Kadu En quotes the Fed in 2018
For every 1% increase in the corporate tax rate, the number of employees employed by startups will decrease by 3.7%.
The proposed budget seeks to increase the tax rate on capital gains: for sales profits between US$500,000 and US$1 million, the tax rate is 1.5%; if income exceeds US$1 million, the tax rate is 4%.
Max Hall, chairman of the 5th session of the AFSCME Council, stated that the tax increase will allow the rich to pay their "due share" and "expand the opportunity to obtain the American Dream."

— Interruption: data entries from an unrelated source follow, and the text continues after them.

PR #12993, opened 2026-07-16
fix(fetch): honor proxy and verifySsl on the node fetch path

devYRPauli:
## Description

`proxy`, `verifySsl`, and `caBundlePath` set in config.yml were ignored by the remote config-sync / index-cache client. `core/continueServer/stubs/client.ts` used the global `fetch()` directly for its requests, so unlike the LLM request path (which already routes through `fetchwithRequestOptions`), these node fetches never applied the configured request options.

This routes the `ContinueServerClient` requests (`getConfig`, `getFromIndexCache`, `sendFeedback`) through `fetchwithRequestOptions`, and threads `config.requestOptions` in from the single call site in `core/indexing/CodebaseIndexer.ts`. The new constructor parameter is optional, so existing callers are unaffected.

Fixes #12956.

## AI Code Review

- **Team members only**: AI review runs automatically when PR is opened or marked ready for review
- Team members can also trigger a review by commenting `@continue-review`

## Checklist

- [x] I've read the [contributing guide](https://github.com/continuedev/continue/blob/main/CONTRIBUTING.md)
- [x] The relevant docs, if any, have been updated or created
- [x] The relevant tests, if any, have been updated or created

## Screen recording or screenshot

Not applicable. The change is in `core` and `packages/fetch` and has no UI surface. The observable result is which agent and TLS settings the request uses, which the tests below assert directly.

## Tests

Added `packages/fetch/src/fetch.test.ts` asserting the agent is an `HttpsProxyAgent` pointed at `requestOptions.proxy`, that `rejectUnauthorized` is `false` when `verifySsl: false`, and both together. The `packages/fetch` suite passes, 100 tests.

The plan calls for an increase in cigarette tax from US$3.04 per pack to US$4.04, and a levy of 95% of the wholesale price on 35% of the total retail revenue of nicotine devices and electronic delivery devices.
A $1 per package tax will cause cigarette prices in Minnesota to soar to close to the highest cigarette tax levels in countries below New York and Connecticut.
Dr. Michael Madden, a family doctor with more than 30 years of public health experience, argued that the tax policy will encourage smoking instead of smoking, a study found that the latter is at least related to smoking.
It is more harmful than smoking.
Madden said: "Although the risk is not reduced to zero, reducing the hazard can greatly improve safety and save lives."
Madden said that if promulgated, cigarettes will be nearly 50% cheaper than e-cigarette boxes.
Mont Williams of Altria Consulting said that 35% of the cigarettes consumed in Minnesota are purchased outside the state, and this increased tax will reduce smuggling from places where each pack is reduced by $3.
Williams said that according to the Centers for Disease Control and Prevention, the tax will fall on 15% of the land in Minnesota.
Molly Moilanen of Clearway, Minnesota believes that rising nicotine prices will continue to cause smokers to quit, and urged lawmakers to allocate more than the current 1% of their income to smoking cessation programs.
Martha Njolomole, an economist at the Center for Experimental Conservation in the United States, believes that corporate tax increases may push workers in remote areas to states with lower tax rates.
It shows that the labor burden is 50% to 100% of the company's tax burden, not the company's burden-therefore, this interest rate hike is essentially another income tax hike.
Njolomole said that raising the tax rate does not seem to promote tax growth. For example, although the income tax rate fluctuated between 8.5% in the 1990s and 17% in the 1970s, from 1974 to 2019, Minnesota’s tax revenue still accounted for 6.6% of the state’s GDP.